Relancées par la victoire de Donald Trump contre Hillary Clinton, les critiques contre l'archaïque système du collège électoral s'intensifient à l'approche de l'élection du 19 décembre, les perdants démocrates et quelques républicains rêvant de pouvoir encore empêcher une présidence Trump.

Le 8 novembre dernier, plus de 136 millions d'Américains ont élu des grands électeurs, État par État, et non directement Donald Trump. Le républicain a obtenu 46,2 % des voix totales contre 48,2 % pour Hillary Clinton, mais en raison de la répartition inégale de ces voix, il a engrangé une majorité de grands électeurs, 306 contre 232 pour la démocrate.

Les grands électeurs se réuniront le 19 décembre dans chacun des États fédérés pour formellement élire le candidat à la présidence, ainsi que le vice-président.

Dans 21 États, aucune loi n'interdit aux grands électeurs de voter pour qui bon leur semble.

Il est toutefois extrêmement rare qu'un grand électeur s'émancipe des résultats des urnes de son État... C'est arrivé neuf fois depuis la guerre, selon l'organisation FairVote. Souvent, ils ne risquent qu'une amende.

Mais pour les opposants de Donald Trump, c'est une aubaine, et le collège électoral se retrouve donc dans la position de dernier rempart contre une présidence Trump... dans le cas improbable où 37 républicains décideraient de se révolter et de ne pas voter pour Donald Trump. Dans ce cas, l'élection du président reviendrait en théorie à la Chambre des représentants à Washington, bien qu'un chaos judiciaire soit plus probable.

« 54 % des électeurs ne voulaient pas de Donald Trump », a plaidé le réalisateur Michael Moore sur NBC, rêvant à haute voix : « Il est possible, tout juste possible, que dans les six prochaines semaines, il se passe quelque chose, quelque chose de fou, auquel on ne s'attend pas ».

« Un homme dangereux à la présidence »

Un parlementaire démocrate, Jim Hines, s'est joint à cette idée folle. « Pourquoi le collège électoral existerait-il si ce n'était pour faire ce qu'il pourrait faire dans une semaine, c'est-à-dire dire (...) que nous nous apprêtons à installer un homme dangereux à la présidence ? »

Pour l'instant, ces personnalités prêchent dans le désert, mais au moins un grand électeur républicain a annoncé qu'il ne voterait pas pour Donald Trump, Chris Suprun dans le Texas. Ailleurs, des démocrates contestent le système, mais peinent à entraîner des républicains.

Le système du collège électoral date de la Constitution de 1787.

Les pères fondateurs y voyaient un compromis entre une élection du président au suffrage universel direct, qui aurait avantagé les candidats issus des grands États, et une élection par le Congrès, considérée comme trop peu démocratique.

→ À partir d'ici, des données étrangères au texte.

Issue #385, opened 2022-01-28
[BUG] `select from table limit` reads the full dataset and persists in memory. 


ayushdg:
**What happened**:
When performing a `SELECT * FROM table LIMIT 10`, from a table read in via parquet, I notice the full dataset being read and persisted on query execution.

**What you expected to happen**:
Nothing to happen at query execution and when the user does decide to persist/compute the result only the relevant subset of data is read in. 

**Minimal Complete Verifiable Example**:

```python
from dask_cuda import LocalCUDACluster
from distributed import Client, wait
import cudf
import dask_cudf
from dask_sql import Context
import dask

write_data = False

if __name__ == "__main__":
    cluster = LocalCUDACluster()
    client = Client(cluster)
    c = Context()
    
    if write_data:
        dask.datasets.timseries(start="2022-01-01", end="2024-01-01").to_parquet("test_data.parquet")


    ddf = dask_cudf.read_parquet("test_data.parquet")
    c.create_table("test", ddf, persist=False)

    # This results in the whole dataset persisted in memory and even though `len(res)==5` all the data is in memory
    res = c.sql("SELECT * from test LIMIT 10")
```

**Anything else we need to know?**:

**Environment**:

- dask-sql version: 2022.1.0
- Python version: 3.8
- Operating System: ubuntu 18.04
- Install method (conda, pip, source): conda

charlesbluca:
Looks like this is happening because of a direct call to `persist()` in `_apply_offset`:

https://github.com/dask-contrib/dask-sql/blob/b571a600a639f0dcabd9d0162d01d078472e3e51/dask_sql/physical/rel/logical/limit.py#L61

Which is used by the `DaskLimitPlugin` to handle offsets and limits on select statements.

ayushdg:
Thanks for triaging. So there's a couple of things I'd like to discuss.
- Explore if not persisting is an option. 
- Irrespective of the persist, do we need to read in the full data or can we read in a subset similar to doing ddf.head()

charlesbluca:
> do we need to read in the full data or can we read in a subset similar to doing ddf.head()

It looks like this is what's being done immediate after the persist; we check if the requested data is located in the first partition, and if so, simply use `df.head()`:

https://github.com/dask-contrib/dask-sql/blob/b571a600a639f0dcabd9d0162d01d078472e3e51/dask_sql/physical/rel/logical/limit.py#L62-L66

[...]

PR #387, opened 2022-01-28
Don't persist dataframes before applying offset / limit

charlesbluca:
Should address the persisting of entire dataframes in `SELECT ... LIMIT` statements observed in #385


ayushdg (approved):
Thanks for the quick fix. Changes LGTM! 

I'll wait for @randerzander to confirm that this resolves what he was seeing.

randerzander:
> I'll wait for @randerzander to confirm that this resolves what he was seeing.

It does =)

Thanks all!

PR #389, opened 2022-01-31
Enable ability for user to pass in a list of CBO rules that should be…

jdye64:
… disabled for a context


planner/src/main/java/com/dask/sql/application/RelationalAlgebraGeneratorBuilder.java
```diff
@@ -14,11 +15,13 @@
 	private final String rootSchemaName;
 	private final List<DaskSchema> schemas;
 	private final boolean case_sensitive; // False if case should be ignored when comparing SQLNode(s)
+	private final ArrayList<RelOptRule> disabled_rules; // CBO rules that should be disabled for this context
 
-	public RelationalAlgebraGeneratorBuilder(final String rootSchemaName, final boolean case_sensitive) {
+	public RelationalAlgebraGeneratorBuilder(final String rootSchemaName, final boolean case_sensitive, final ArrayList<RelOptRule> disabled_rules) {
```
ayushdg, line 20: This method is expecting an `ArrayList` of `RelOptRule` objects but what it would get from python is actually an arrayList of strings. Do you think it makes sense to add a utility that accepts the strings and creates RelOptRule objects from them?

planner/src/main/java/com/dask/sql/application/DaskPlanner.java
```diff
@@ -86,4 +103,12 @@ public DaskPlanner() {
...
         return defaultContext;
     }
+
+    public ArrayList<RelOptRule> getAllRules() {
+        return this.ALL_RULES;
+    }
+
+    public ArrayList<RelOptRule> getDisabledRules() {
+        return this.disabledRules;
+    }
```
ayushdg, line 113: Does it make sense to also maintain a list of enabledRules in this class, or is it up to the python layer to compute that with these two bits of information.

planner/src/main/java/com/dask/sql/application/RelationalAlgebraGeneratorBuilder.java
jdye64: Completely. I was going to expose the `RelOptRule` inside of `java.py` but I agree it makes more since to just let Java handle that conversion and hide that mess from Python. I will add another commit doing that.

planner/src/main/java/com/dask/sql/application/DaskPlanner.java
jdye64: Yep, that would be really easy to do so I will add it to the Java side. Also I need to actually expose these functions to the python side since I had forgotten to do that in the past commit.

randerzander (changes requested):
Given the intent here is to allow users to turn off specific CBO rules which may be problematic, we'll need a place where they can see how to configure them, and what constants/enums they need to supply.

I think this is as good a time as any to start the beginnings of a docs page about Dask-SQL's use of Calcite's CBO.

planner/src/main/java/com/dask/sql/application/DaskPlanner.java
jdye64: @ayushdg would it be helpful if the return value here was just a list of strings instead of a list of `RelOptRule`?

planner/src/main/java/com/dask/sql/application/RelationalAlgebraGenerator.java
```diff
@@ -1,10 +1,13 @@
 package com.dask.sql.application;
 
 import java.sql.SQLException;
+import java.util.ArrayList;
 import java.util.List;
 
 import com.dask.sql.schema.DaskSchema;
 
+import org.apache.calcite.plan.RelOptRule;
+import org.apache.calcite.plan.RelOptRuleCall;
```
charlesbluca, line 10: Maybe I'm missing something, but could we remove this import? Looks like it's not being used anywhere in this file

jdye64: `RelOptRuleCall` can be removed but `RelOptRule` is used in the constructor. I'll make that change now

charlesbluca (approved):
LGTM, thanks for the work @jdye64! Could we maybe open an issue to track the follow up work that needs to happen here?

PR #394, opened 2022-02-08
Update docs theme, use sphinx-tabs for CPU/GPU examples

charlesbluca:
This PR bumps the `dask-sphinx-theme` to be more in line with Dask / Distributed's docs, and adds the `sphinx-tabs` extension so that code-blocks can be tabbed to show their GPU equivalent (when possible)


charlesbluca:
@VibhuJawa if you get a chance could you check out `machine_learning.rst` and let me know if there's any other blocks in there that can be run on GPU? Based my examples off the GPU model tests but not sure if I missed anything 🙂

VibhuJawa:
> @VibhuJawa if you get a chance could you check out `machine_learning.rst` and let me know if there's any other blocks in there that can be run on GPU? Based my examples off the GPU model tests but not sure if I missed anything 🙂

Looking at it right now. We need to add to do two things: 

1.  Add explanation around `wrap_fit` and `wrap_predict` . 
2.  Use the same `cuML` and `sklearn` model to avoid confusion 

Will make a PR with the suggested changes to this PR in a bit.

charlesbluca:
That sounds good to me - I can make TODOs for those examples so that we can remember to add GPU sections there in a follow up.

It's not immediately obvious what code changes would be made to example 6 to account for GPUs - or is the idea that a model created with a cuML class should have no issues being exported?

VibhuJawa:
> It's not immediately obvious what code changes would be made to example 6 to account for GPUs - or is the idea that a model created with a cuML class should have no issues being exported?

Depends on the model, i think most models work but some models like FIL have issues . We would have to test it to know.  Anyways, having this under CI will give us confidence of putting stuff under CI. 

> That sounds good to me - I can make TODOs for those examples so that we can remember to add GPU sections there in a follow up.


Yup. Raised issue to track this,  https://github.com/dask-contrib/dask-sql/issues/397 .  Lets add stuff there. :-)

charlesbluca:
Going to go ahead and merge this in, as the gpuCI failures are unrelated

PR #402, opened 2022-02-14
Generalize dtype check in `python_to_sql_type`

charlesbluca:
Chatting with @DaceT exposed that `python_to_sql_type` only has handling for pandas / numpy types, which can cause issues when attempting to read in a table with a cuDF dtype, like so:

```python
import cudf

from dask_sql import Context

c = Context()
cdf = cudf.datasets.timeseries()

c.create_table("tble", cdf)
result = c.sql("""SELECT timestamp FROM cdf""") 
result.compute()
```

```
TypeError: unhashable type: 'CategoricalDtype'
```

A pretty simple workaround for this is generalizing the column dtype check so that instead of checking for a `np.dtype`, we check if the Python type is "dtype-like".

Interested in if there's a trivial util function like `is_dataframe_like` for dtypes?

### DIFF
--- a/dask_sql/mappings.py
+++ b/dask_sql/mappings.py
@@ -88,11 +88,11 @@ _SQL_TO_PYTHON_FRAMES = {
 def python_to_sql_type(python_type):
     """Mapping between python and SQL types."""
 
-    if hasattr(python_type, "type"):
-        python_type = python_type.type
-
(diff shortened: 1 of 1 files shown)


charlesbluca:
Things are a little more complicated than I initially assumed here - opened #423 to track this issue

Issue #401, opened 2022-02-14
[DOC] API docs not rendering


ayushdg:
## Report incorrect documentation

**Location of incorrect documentation**
The api documentations [page](https://dask-sql.readthedocs.io/en/latest/pages/api.html) returns a blank page on the docs site.

Might be similar to #215 

---

charlesbluca:
Attempting to build the docs, it looks like we fail when trying to load in a non-existent function:

```
Running Sphinx v4.4.0
loading pickled environment... done
building [mo]: targets for 0 po files that are out of date
building [html]: targets for 15 source files that are out of date
updating environment: 0 added, 15 changed, 0 removed
reading sources... [100%] sql/select                                                                                                                                                                                                                                                                                  
WARNING: autodoc: failed to import function 'fsql' from module 'dask_sql.integrations.fugue'; the following exception was raised:
Traceback (most recent call last):
  File "/datasets/charlesb/miniconda3/envs/dask-sql-docs/lib/python3.9/site-packages/sphinx/util/inspect.py", line 448, in safe_getattr
    return getattr(obj, name, *defargs)
AttributeError: module 'dask_sql.integrations.fugue' has no attribute 'fsql'

The above exception was the direct cause of the following exception:

Traceback (most recent call last):
  File "/datasets/charlesb/miniconda3/envs/dask-sql-docs/lib/python3.9/site-packages/sphinx/ext/autodoc/importer.py", line 110, in import_object
    obj = attrgetter(obj, mangled_name)
  File "/datasets/charlesb/miniconda3/envs/dask-sql-docs/lib/python3.9/site-packages/sphinx/ext/autodoc/__init__.py", line 332, in get_attr
    return autodoc_attrgetter(self.env.app, obj, name, *defargs)
  File "/datasets/charlesb/miniconda3/envs/dask-sql-docs/lib/python3.9/site-packages/sphinx/ext/autodoc/__init__.py", line 2828, in autodoc_attrgetter
    return safe_getattr(obj, name, *defargs)
  File "/datasets/charlesb/miniconda3/envs/dask-sql-docs/lib/python3.9/site-packages/sphinx/util/inspect.py", line 464, in safe_getattr
    raise AttributeError(name) from exc
AttributeError: fsql
```

[...]

PR #406, opened 2022-02-17
Use `build_ext`/`install_lib` subclasses to build external java

### LINKED ISSUE #400: [ENH] Changing `java` command to build option

Currently Dask-SQL has a non-standard build option, `java`, which is used to build the Java components. Though this is presumably something we would want to do during the package build. This would also make it easier to use with other Python build tools familiar with standard Python build options (like `build_ext`).

Would be nice to have the Java build step implemented as a `build_ext` subclass with an option to build the Java component. This would allow for a standard command to be used, `build_ext`, which other Python build tools are familiar with.

Another [command]( https://github.com/pypa/setuptools/tree/main/setuptools/command ) could be used other than `build_ext` if there's an appropriate one (though `build_ext` sounds right as it is used to compile non-Python code).

One could parse args manually in `setup.py` and use them. This is a bit hacky, but could be simple to implement.

**Additional context**

Came from looking at how to build the Java components using `pip`.

charlesbluca:
This PR switches out the `MavenCommand` building our external Java for subclasses of `build_ext` and `install_lib`; this means that it will be run implicitly in commands like `pip install .`, which should also resolve issues with RTD not successfully building the package in #401

Closes #400

cc @jakirkham

### DIFF
--- a/.github/workflows/release.yml
+++ b/.github/workflows/release.yml
@@ -37,7 +37,7 @@ jobs:
           pip list
           conda list
       - name: Build jar
-        run: python setup.py java
+        run: python setup.py build_ext
       - name: Build and publish package
         env:
           TWINE_USERNAME: ${{ secrets.PYPI_USERNAME }}
--- a/.github/workflows/release.yml
+++ b/.github/workflows/release.yml
@@ -36,12 +36,10 @@ jobs:
           which python
           pip list
           conda list
-      - name: Build jar
-        run: python setup.py build_ext
-      - name: Build and publish package
+      - name: Build package
+        run: python setup.py sdist bdist_wheel
+      - name: Publish package
         env:
           TWINE_USERNAME: ${{ secrets.PYPI_USERNAME }}
           TWINE_PASSWORD: ${{ secrets.PYPI_PASSWORD }}
-        run: |
-          python setup.py sdist bdist_wheel
-          twine upload dist/*
+        run: twine upload dist/*
--- a/README.md
+++ b/README.md
@@ -121,7 +121,7 @@ After that, you can install the package in development mode
 
     pip install -e ".[dev]"
 
-To compile the Java classes (at the beginning or after changes), run
+To recompile the Java classes after changes have been made to the source contained in `planner/`, run
 
     python setup.py build_ext
 
--- a/README.md
+++ b/README.md
@@ -123,7 +123,7 @@ After that, you can install the package in development mode
 
 To compile the Java classes (at the beginning or after changes), run
 
-    python setup.py java
+    python setup.py build_ext
 
 This repository uses [pre-commit](https://pre-commit.com/) hooks. To install them, call
 
--- a/continuous_integration/gpuci/build.sh
+++ b/continuous_integration/gpuci/build.sh
@@ -48,7 +48,7 @@ python -m pip install git+https://github.com/dask/distributed
 
 gpuci_logger "Install dask-sql"
 pip install -e ".[dev]"
-python setup.py java
+python setup.py build_ext
 
 gpuci_logger "Check Python version"
 python --version
--- a/continuous_integration/gpuci/build.sh
+++ b/continuous_integration/gpuci/build.sh
@@ -48,7 +48,6 @@ python -m pip install git+https://github.com/dask/distributed
 
 gpuci_logger "Install dask-sql"
 pip install -e ".[dev]"
-python setup.py build_ext
 
 gpuci_logger "Check Python version"
 python --version
--- a/continuous_integration/recipe/meta.yaml
+++ b/continuous_integration/recipe/meta.yaml
@@ -16,8 +16,7 @@ build:
     - dask-sql-server = dask_sql.server.app:main
     - dask-sql = dask_sql.cmd:main
   string: py_{{ GIT_DESCRIBE_HASH }}_{{ GIT_DESCRIBE_NUMBER }}
-  script_env:
-    - PYTHON
+  script: {{ PYTHON }} -m pip install . --no-deps -vv
 
 requirements:
   build:
--- a/continuous_integration/recipe/meta.yaml
+++ b/continuous_integration/recipe/meta.yaml
@@ -16,7 +16,7 @@ build:
     - dask-sql-server = dask_sql.server.app:main
     - dask-sql = dask_sql.cmd:main
   string: py_{{ GIT_DESCRIBE_HASH }}_{{ GIT_DESCRIBE_NUMBER }}
-  script: {{ PYTHON }} -m pip install . --no-deps -vv
+  script: {{ PYTHON }} -m pip install . --global-option=build_ext --no-deps -vv
 
 requirements:
   build:
--- a/continuous_integration/recipe/meta.yaml
+++ b/continuous_integration/recipe/meta.yaml
@@ -16,7 +16,7 @@ build:
     - dask-sql-server = dask_sql.server.app:main
     - dask-sql = dask_sql.cmd:main
   string: py_{{ GIT_DESCRIBE_HASH }}_{{ GIT_DESCRIBE_NUMBER }}
-  script: {{ PYTHON }} -m pip install . --global-option=build_ext --no-deps -vv
+  script: {{ PYTHON }} -m pip install . --no-deps -vv
 
 requirements:
   build:
--- a/setup.py
+++ b/setup.py
@@ -4,12 +4,10 @@ import subprocess
 import sys
 
 from setuptools import find_packages, setup
+from setuptools.command.build_ext import build_ext as build_ext_orig
+from setuptools.extension import Extension
 
 import versioneer
-
-cmdclass = versioneer.get_cmdclass()
-build_ext_orig = cmdclass["build_ext"]
-build_py_orig = cmdclass["build_py"]
 
 
 class build_ext(build_ext_orig):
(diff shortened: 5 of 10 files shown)


setup.py
```diff
@@ -1,44 +1,28 @@
...
-    description = "run the mvn install command"
-    user_options = []
-
-    def initialize_options(self):
-        """No options"""
-        pass
-
-    def finalize_options(self):
-        """No options"""
-        pass
```
jakirkham, line 24: If we want to have an option to enable/disable here, we could leverage these to provide that for us. No strong opinion on whether or not we do this

jakirkham (commented):
Thanks Charles! 😄

Had one comment below

setup.py
charlesbluca: Yeah I think something like that would be nice if we ever want to install the Python bindings alone

.github/workflows/release.yml
```diff
@@ -37,7 +37,7 @@ jobs:
           pip list
           conda list
       - name: Build jar
-        run: python setup.py java
+        run: python setup.py build_ext
```
jakirkham, line 40: This could be fused with the step below

continuous_integration/gpuci/build.sh
```diff
@@ -48,7 +48,7 @@ python -m pip install git+https://github.com/dask/distributed
 
 gpuci_logger "Install dask-sql"
 pip install -e ".[dev]"
-python setup.py java
+python setup.py build_ext
```
jakirkham, line 51: This should already happen in `pip install`. So this can be dropped

```suggestion
```

jakirkham (commented):
Had a couple small suggestions about consolidations. These can probably be implemented in a few places, but only highlighted a couple

.github/workflows/release.yml
charlesbluca: Good catch! Yeah I wanted to go through and consolidate all these instances where we're installing the Java twice

continuous_integration/recipe/meta.yaml
```diff
@@ -16,8 +16,7 @@ build:
     - dask-sql-server = dask_sql.server.app:main
     - dask-sql = dask_sql.cmd:main
   string: py_{{ GIT_DESCRIBE_HASH }}_{{ GIT_DESCRIBE_NUMBER }}
-  script_env:
-    - PYTHON
+  script: {{ PYTHON }} -m pip install . --no-deps -vv
```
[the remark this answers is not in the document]
jakirkham: Right would suggest this

```suggestion
  script: {{ PYTHON }} -m pip install . --global-option=build_ext --no-deps -vv
```

setup.py
```diff
@@ -1,44 +1,28 @@
...
             )
         command = [maven_command, "clean", "install", "-f", "pom.xml"]
-        self.announce(f"Running command: {' '.join(command)}", level=distutils.log.INFO)
 
         subprocess.check_call(command, cwd="planner")
 
-        # Copy the artifact. We could also make maven do that,
-        # but in this way we have full control from python
         os.makedirs("dask_sql/jar", exist_ok=True)
         shutil.copy("planner/target/DaskSQL.jar", "dask_sql/jar/DaskSQL.jar")
```
jakirkham, line 27: Think we still need to call the base class's `run`

```suggestion
        shutil.copy("planner/target/DaskSQL.jar", "dask_sql/jar/DaskSQL.jar")

        super().run()
```

continuous_integration/recipe/meta.yaml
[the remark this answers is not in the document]
charlesbluca: I'm pretty sure we're running the install - I see a `setup.py install` being called in the RTD builds, it's just excluding the `build_ext` step:

https://readthedocs.org/projects/dask-sql/builds/16131690/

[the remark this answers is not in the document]
charlesbluca: One potential option (though I imagine it's not ideal) could be to alias the install command with something like

```properties
[aliases]
install = build_ext install
```

in the `setup.cfg`, which would make it so `setup.py install` would implicitly run `build_ext`

setup.py
```diff
@@ -1,47 +1,33 @@
...
-    user_options = []
-
-    def initialize_options(self):
-        """No options"""
-        pass
-
-    def finalize_options(self):
-        """No options"""
-        pass
+class build_ext(build_ext_orig):
```
jakirkham, line 12: Was just thinking since we don't have any `Extension`s specified, this might be causing `build_ext` to not run. We could either add an empty `Extension` or move this to some other step like `build`

charlesbluca: Down to try out either of these approaches

> some other step like `build`

Is there a generic `build` step? Didn't see anything in [the setuptools commands](https://github.com/pypa/setuptools/tree/main/setuptools/command)

jakirkham: I think [`build` comes from `distutils`]( https://github.com/pypa/setuptools/blob/6193a69d8608b6ca7e0e5ac1223d63abb55eee3b/setuptools/_distutils/command/build.py#L16 ), but `setuptools` may also alias this somewhere. Alternatively we could try using `build_py`.

Though maybe as a first step we can try adding an empty `Extension`?

charlesbluca: Tried this out in https://github.com/dask-contrib/dask-sql/pull/406/commits/3e5c3a95b7dbe9304e0182bcd07bf57fdd12f3f0, looks like that successfully triggers the Java build but the JAR doesn't end up getting copied successfully to its expected location

jakirkham: That's good to hear 🙂

Think we need to add it to [`MANIFEST.in`]( https://github.com/dask-contrib/dask-sql/blob/ef0fa16b23cac489298c492035dcf744e7b7e351/MANIFEST.in )

jakirkham: Another option might be to override the `get_outputs` method of this `build_ext` subclass to specify those file paths

charlesbluca:
It turns out we may also need `build_ext` extended as well to handle the editable install, which does not end up calling `install_lib`.

I've opted to include both commands, and factor out as much shared logic between the two as possible into `install_java_libraries` 🙂

setup.py
```diff
@@ -5,29 +5,55 @@
...
+        super().build()
 
-        subprocess.check_call(command, cwd="planner")
+        # copy java source to build directory
+        self.copy_tree("planner", os.path.join(self.build_dir, "planner"))
 
-        os.makedirs("dask_sql/jar", exist_ok=True)
-        shutil.copy("planner/target/DaskSQL.jar", "dask_sql/jar/DaskSQL.jar")
+        # build java in build directory
+        install_java_libraries(self.build_dir)
```
jakirkham, line 53: Does this result in building the JAR twice given `mvn` is called in this function?

charlesbluca: Now that I've removed the empty extension, `build_ext` should only be called on editable installs where `install_lib` is not called - so I think we should be safe 🙂 

Can verify that running both

```
pip install -e . --no-deps -vv
pip install . --no-deps -vv
```

I only see the jar get built once - are there any other commands we should look out for?

charlesbluca:
Hmm looks like this somehow broke the RTD builds, will try to recreate locally

setup.py
```diff
@@ -55,6 +55,9 @@ def build(self):
         # remove java source as it doesn't need to be packaged
         shutil.rmtree(os.path.join(self.build_dir, "planner"))
 
+        # copy jar to source directory so dask-sql can be imported from there
+        self.copy_tree(os.path.join(self.build_dir, "dask_sql/jar"), "dask_sql/jar")
```
jakirkham, line 59: Maybe we can check the [`READTHEDOCS` environment variable]( https://docs.readthedocs.io/en/stable/builds.html#build-environment ) before doing this?

charlesbluca: Great idea! Was considering setting some sort of RTD flag but didn't realize there was one in place 🙂

charlesbluca: I'm pretty sure this should be okay as an RTD-only fix - the niche case it would cover is allowing users to import from within the source repo if they use `python setup.py install` (this wouldn't work for pip installs since those copy the source directory to a temp folder), and I would imagine the majority of users / developers working directly within the source repo would probably want an editable install where this isn't an issue.

If anyone opens an issue expressing difficulty with that specific scenario, it shouldn't be an issue to make it a general fix

setup.py
```diff
@@ -1,46 +1,63 @@
...
-        subprocess.check_call(command, cwd="planner")
+        # remove java source as it doesn't need to be packaged
+        shutil.rmtree(os.path.join(self.build_dir, "planner"))
 
-        # Copy the artifact. We could also make maven do that,
-        # but in this way we have full control from python
-        os.makedirs("dask_sql/jar", exist_ok=True)
-        shutil.copy("planner/target/DaskSQL.jar", "dask_sql/jar/DaskSQL.jar")
+        # copy jar to source directory for RTD builds to API docs build correctly
+        if os.environ.get("READTHEDOCS", False):
```
jakirkham, line 59: Worth noting this will likely be a `str` (IOW `"True"`). This should still work as that is a non-empty `str`. Just thought it was worth pointing out

jakirkham:
```suggestion
        if os.environ.get("READTHEDOCS", "False") == "True":
```

.github/workflows/release.yml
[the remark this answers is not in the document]
charlesbluca: Yup, we no longer need to build the jar separately here - will update the workflow steps

README.md
```diff
@@ -123,7 +123,7 @@ After that, you can install the package in development mode
 
 To compile the Java classes (at the beginning or after changes), run
 
-    python setup.py java
+    python setup.py build_ext
```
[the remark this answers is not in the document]
charlesbluca: I think it could be useful to keep this command in the docs for development purposes, as there are situations where a developer may only want to recompile the Java classes - I do think that the preceding line could be edited to make that more clear though

jakirkham (approved):
Looks good. Thanks Charles! 😀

La Constitution laisse les États fédérés entièrement libres de décider comment sont désignés les grands électeurs.

Au départ, les assemblées locales nommaient elles-mêmes les grands électeurs, et il faudra attendre des décennies pour que cette prérogative soit partout déférée aux électeurs.

Réformes avortées

De nombreuses réformes ont été proposées, surtout de la fin des années 1940 à 1979, selon un rapport parlementaire. Mais aucune n'a abouti.

Donald Trump lui-même avait qualifié le système de « catastrophe » en 2012. Depuis sa propre victoire, le 45e président désigné le qualifie de « génial ».

Après la défaite d'Hillary Clinton, une sénatrice démocrate a déposé une proposition de loi pour abolir purement et simplement le collège électoral. Sans aucune chance d'aboutir.

Le mouvement le plus mûr contournerait le très difficile processus d'amendement de la Constitution pour créer une coalition d'États qui accepteraient volontairement d'allouer leurs grands électeurs au vainqueur du suffrage populaire national, une initiative connue sous le nom de « National Popular Vote interstate compact ».

Onze États représentant 165 grands électeurs ont changé leurs lois pour participer ; mais ils sont encore loin des 270 grands électeurs requis pour que la réforme se concrétise.

Lundi, dix grands électeurs, dont neuf démocrates, ont trouvé un nouvel argument dans un rapport de la CIA selon lequel les cyberattaques de Moscou pendant la campagne visaient à aider Donald Trump à être élu.

« S'il y a eu une interférence grave dans notre élection d'un État étranger, et qui a eu un impact, les grands électeurs (...) devraient pouvoir voter selon leur conscience », dit à l'AFP l'un des signataires, le démocrate Clay Pell.